TASK
With both ends included, repeat exactly the lines of the entries below from the one containing "PR #1906, opened 2024-08-18" down to the one containing "tomorrow's code freeze.", and no others.

INPUT DATA
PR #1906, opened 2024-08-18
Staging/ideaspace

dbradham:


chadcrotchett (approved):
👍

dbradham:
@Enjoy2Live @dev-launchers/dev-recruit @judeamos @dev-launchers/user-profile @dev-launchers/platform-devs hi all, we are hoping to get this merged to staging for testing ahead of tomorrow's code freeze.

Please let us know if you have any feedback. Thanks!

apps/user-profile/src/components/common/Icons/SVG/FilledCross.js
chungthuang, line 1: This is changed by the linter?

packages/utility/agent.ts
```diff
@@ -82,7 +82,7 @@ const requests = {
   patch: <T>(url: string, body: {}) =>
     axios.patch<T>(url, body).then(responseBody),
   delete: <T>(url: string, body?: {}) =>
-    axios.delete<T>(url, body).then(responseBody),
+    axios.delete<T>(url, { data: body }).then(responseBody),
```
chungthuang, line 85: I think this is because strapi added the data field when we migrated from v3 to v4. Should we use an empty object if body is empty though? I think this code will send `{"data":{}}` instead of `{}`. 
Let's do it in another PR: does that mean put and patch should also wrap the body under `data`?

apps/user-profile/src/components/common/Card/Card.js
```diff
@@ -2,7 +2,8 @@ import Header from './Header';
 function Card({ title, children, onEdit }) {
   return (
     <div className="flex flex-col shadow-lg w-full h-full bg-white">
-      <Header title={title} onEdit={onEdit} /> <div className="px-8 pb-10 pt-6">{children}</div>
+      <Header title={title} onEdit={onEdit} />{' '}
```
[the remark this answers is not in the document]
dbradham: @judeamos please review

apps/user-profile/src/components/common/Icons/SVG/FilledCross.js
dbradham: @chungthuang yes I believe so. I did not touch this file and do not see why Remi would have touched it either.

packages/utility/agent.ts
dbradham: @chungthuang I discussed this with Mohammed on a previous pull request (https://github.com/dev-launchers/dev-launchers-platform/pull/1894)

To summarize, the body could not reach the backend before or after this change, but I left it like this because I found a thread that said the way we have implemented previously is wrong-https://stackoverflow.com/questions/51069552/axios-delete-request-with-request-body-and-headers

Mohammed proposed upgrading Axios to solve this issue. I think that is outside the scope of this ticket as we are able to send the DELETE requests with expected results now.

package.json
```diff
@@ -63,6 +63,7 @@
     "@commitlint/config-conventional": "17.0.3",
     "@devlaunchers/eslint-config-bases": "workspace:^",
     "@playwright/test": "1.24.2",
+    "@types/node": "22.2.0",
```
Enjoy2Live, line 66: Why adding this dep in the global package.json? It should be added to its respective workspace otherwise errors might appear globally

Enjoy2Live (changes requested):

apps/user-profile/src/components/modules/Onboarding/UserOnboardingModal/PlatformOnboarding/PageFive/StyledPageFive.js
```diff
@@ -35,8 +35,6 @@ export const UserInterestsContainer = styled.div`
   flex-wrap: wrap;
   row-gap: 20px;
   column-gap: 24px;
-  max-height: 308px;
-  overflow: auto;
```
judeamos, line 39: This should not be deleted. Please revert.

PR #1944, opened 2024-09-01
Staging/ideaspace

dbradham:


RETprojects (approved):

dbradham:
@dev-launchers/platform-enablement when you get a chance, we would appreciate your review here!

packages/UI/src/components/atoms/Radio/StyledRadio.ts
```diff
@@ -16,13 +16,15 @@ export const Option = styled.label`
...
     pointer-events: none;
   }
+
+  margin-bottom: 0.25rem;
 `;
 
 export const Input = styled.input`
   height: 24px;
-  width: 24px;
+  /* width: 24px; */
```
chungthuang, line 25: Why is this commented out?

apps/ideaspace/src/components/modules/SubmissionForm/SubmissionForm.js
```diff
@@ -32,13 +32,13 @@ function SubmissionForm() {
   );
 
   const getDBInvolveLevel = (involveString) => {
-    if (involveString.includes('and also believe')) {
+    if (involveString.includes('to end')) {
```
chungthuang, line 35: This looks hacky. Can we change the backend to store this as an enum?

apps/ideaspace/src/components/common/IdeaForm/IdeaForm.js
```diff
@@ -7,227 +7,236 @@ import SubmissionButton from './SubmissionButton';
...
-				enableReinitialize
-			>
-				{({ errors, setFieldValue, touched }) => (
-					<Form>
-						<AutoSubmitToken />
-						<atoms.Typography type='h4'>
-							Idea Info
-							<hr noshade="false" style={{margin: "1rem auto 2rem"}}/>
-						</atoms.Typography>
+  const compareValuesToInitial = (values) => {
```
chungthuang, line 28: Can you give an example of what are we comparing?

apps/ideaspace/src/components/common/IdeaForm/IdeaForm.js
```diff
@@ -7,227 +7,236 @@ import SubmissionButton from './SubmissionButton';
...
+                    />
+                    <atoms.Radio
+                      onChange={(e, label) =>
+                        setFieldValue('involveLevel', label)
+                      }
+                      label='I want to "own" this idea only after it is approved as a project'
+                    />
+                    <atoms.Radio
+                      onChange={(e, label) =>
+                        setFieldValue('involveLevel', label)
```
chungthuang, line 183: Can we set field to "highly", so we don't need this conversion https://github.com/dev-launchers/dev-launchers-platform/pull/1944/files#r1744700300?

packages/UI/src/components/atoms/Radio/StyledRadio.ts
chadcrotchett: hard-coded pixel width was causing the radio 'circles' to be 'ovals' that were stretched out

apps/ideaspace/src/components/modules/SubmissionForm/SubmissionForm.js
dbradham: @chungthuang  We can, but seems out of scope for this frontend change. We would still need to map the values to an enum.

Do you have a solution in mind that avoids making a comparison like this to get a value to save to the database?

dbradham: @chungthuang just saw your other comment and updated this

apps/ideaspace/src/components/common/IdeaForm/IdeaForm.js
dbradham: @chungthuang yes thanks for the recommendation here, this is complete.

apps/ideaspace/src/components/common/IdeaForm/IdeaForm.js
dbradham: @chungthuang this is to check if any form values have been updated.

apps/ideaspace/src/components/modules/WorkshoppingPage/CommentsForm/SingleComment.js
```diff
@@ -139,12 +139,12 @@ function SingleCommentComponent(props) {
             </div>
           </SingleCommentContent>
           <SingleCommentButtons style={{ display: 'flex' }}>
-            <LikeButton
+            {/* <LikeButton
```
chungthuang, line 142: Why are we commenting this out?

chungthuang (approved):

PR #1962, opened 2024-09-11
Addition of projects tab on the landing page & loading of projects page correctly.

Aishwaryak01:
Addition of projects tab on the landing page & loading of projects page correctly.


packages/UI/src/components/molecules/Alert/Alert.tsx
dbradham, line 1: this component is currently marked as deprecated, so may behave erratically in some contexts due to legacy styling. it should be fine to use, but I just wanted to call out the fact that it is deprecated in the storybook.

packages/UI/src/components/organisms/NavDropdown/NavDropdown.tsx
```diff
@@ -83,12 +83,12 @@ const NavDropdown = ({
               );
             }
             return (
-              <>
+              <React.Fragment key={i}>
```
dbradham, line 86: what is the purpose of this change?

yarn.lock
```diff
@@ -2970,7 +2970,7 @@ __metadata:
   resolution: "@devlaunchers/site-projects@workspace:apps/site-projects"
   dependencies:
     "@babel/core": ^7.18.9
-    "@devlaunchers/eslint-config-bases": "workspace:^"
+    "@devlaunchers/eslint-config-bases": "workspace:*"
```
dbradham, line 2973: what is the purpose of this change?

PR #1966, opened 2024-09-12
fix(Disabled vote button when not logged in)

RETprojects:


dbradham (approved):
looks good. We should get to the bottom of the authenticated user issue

--

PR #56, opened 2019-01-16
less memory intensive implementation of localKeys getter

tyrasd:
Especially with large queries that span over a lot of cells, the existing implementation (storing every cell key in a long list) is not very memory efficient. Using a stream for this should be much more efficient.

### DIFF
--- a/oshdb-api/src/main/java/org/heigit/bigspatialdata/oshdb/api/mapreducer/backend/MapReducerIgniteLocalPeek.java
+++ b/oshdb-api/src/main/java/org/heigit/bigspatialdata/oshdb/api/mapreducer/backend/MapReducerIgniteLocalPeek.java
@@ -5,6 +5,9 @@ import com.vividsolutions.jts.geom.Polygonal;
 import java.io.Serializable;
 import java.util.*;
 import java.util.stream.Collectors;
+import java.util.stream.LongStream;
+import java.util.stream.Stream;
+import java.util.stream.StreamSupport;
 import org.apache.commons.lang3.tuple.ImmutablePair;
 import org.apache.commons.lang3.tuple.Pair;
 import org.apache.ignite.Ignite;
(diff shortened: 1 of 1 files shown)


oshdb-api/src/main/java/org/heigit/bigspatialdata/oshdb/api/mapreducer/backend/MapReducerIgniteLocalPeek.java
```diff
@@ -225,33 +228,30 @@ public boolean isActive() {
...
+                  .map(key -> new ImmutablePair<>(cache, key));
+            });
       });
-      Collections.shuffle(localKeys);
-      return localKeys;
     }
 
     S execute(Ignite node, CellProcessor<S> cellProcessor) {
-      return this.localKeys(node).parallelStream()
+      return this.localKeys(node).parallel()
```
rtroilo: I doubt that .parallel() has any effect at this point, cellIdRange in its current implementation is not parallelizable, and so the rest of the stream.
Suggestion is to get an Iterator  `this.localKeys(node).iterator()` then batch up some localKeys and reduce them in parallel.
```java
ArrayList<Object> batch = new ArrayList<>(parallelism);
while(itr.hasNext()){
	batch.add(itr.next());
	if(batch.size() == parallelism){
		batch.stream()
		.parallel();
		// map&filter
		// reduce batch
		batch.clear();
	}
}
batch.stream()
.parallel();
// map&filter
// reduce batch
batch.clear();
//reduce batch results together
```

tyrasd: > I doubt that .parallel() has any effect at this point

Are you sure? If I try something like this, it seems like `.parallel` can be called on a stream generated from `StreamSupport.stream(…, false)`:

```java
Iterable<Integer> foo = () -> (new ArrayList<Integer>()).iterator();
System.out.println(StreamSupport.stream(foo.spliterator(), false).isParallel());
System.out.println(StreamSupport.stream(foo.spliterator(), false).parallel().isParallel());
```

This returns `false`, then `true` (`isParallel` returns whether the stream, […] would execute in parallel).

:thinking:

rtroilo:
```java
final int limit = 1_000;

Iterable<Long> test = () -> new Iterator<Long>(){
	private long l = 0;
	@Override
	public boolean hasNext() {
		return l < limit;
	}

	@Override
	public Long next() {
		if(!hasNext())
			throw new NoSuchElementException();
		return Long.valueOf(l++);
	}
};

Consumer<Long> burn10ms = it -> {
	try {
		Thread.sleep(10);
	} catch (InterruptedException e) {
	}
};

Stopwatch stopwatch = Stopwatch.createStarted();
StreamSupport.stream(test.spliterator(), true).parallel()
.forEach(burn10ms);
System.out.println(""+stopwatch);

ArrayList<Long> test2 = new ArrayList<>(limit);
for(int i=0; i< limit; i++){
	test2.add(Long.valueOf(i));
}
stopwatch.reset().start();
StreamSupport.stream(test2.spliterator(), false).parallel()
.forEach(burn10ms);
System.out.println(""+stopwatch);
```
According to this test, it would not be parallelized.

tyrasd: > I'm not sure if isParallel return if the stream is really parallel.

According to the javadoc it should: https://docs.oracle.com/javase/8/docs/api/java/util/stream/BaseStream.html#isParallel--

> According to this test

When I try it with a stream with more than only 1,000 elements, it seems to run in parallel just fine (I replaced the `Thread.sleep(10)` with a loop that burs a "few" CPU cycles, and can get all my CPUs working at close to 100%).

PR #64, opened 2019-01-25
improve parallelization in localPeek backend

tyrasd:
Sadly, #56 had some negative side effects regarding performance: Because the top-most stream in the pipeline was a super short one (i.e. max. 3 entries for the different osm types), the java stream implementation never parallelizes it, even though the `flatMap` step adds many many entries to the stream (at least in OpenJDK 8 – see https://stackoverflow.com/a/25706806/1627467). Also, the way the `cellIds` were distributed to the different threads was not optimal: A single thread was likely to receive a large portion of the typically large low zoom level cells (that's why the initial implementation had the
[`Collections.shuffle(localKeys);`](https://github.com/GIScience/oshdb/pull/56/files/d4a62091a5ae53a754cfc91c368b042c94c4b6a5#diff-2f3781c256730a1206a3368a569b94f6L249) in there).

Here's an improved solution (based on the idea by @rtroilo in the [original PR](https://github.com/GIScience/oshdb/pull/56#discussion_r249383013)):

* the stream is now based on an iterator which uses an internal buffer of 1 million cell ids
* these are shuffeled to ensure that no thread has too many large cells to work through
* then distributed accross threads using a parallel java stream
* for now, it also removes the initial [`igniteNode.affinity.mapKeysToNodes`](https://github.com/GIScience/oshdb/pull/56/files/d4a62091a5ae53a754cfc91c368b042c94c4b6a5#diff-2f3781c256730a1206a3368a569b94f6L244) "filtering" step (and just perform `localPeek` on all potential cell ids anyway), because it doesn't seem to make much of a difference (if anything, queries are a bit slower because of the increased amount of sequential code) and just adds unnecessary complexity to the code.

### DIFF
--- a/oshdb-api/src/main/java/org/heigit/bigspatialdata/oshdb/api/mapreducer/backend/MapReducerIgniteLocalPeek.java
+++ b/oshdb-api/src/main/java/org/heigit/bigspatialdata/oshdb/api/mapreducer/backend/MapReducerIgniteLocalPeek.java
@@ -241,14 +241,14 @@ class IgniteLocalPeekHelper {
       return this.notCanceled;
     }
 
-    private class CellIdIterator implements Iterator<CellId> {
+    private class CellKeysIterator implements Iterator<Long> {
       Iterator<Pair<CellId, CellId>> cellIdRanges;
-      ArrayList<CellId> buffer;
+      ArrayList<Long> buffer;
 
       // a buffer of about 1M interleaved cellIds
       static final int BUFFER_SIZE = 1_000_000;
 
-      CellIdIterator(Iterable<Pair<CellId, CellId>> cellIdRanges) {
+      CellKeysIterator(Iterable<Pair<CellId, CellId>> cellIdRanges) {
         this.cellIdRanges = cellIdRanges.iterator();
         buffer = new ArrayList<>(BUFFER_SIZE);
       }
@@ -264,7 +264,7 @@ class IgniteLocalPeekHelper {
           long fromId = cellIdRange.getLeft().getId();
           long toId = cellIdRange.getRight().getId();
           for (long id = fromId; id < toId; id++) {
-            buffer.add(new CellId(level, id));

EXERCISE OUTPUT
PR #1906, opened 2024-08-18
Staging/ideaspace

dbradham:


chadcrotchett (approved):
👍

dbradham:
@Enjoy2Live @dev-launchers/dev-recruit @judeamos @dev-launchers/user-profile @dev-launchers/platform-devs hi all, we are hoping to get this merged to staging for testing ahead of tomorrow's code freeze.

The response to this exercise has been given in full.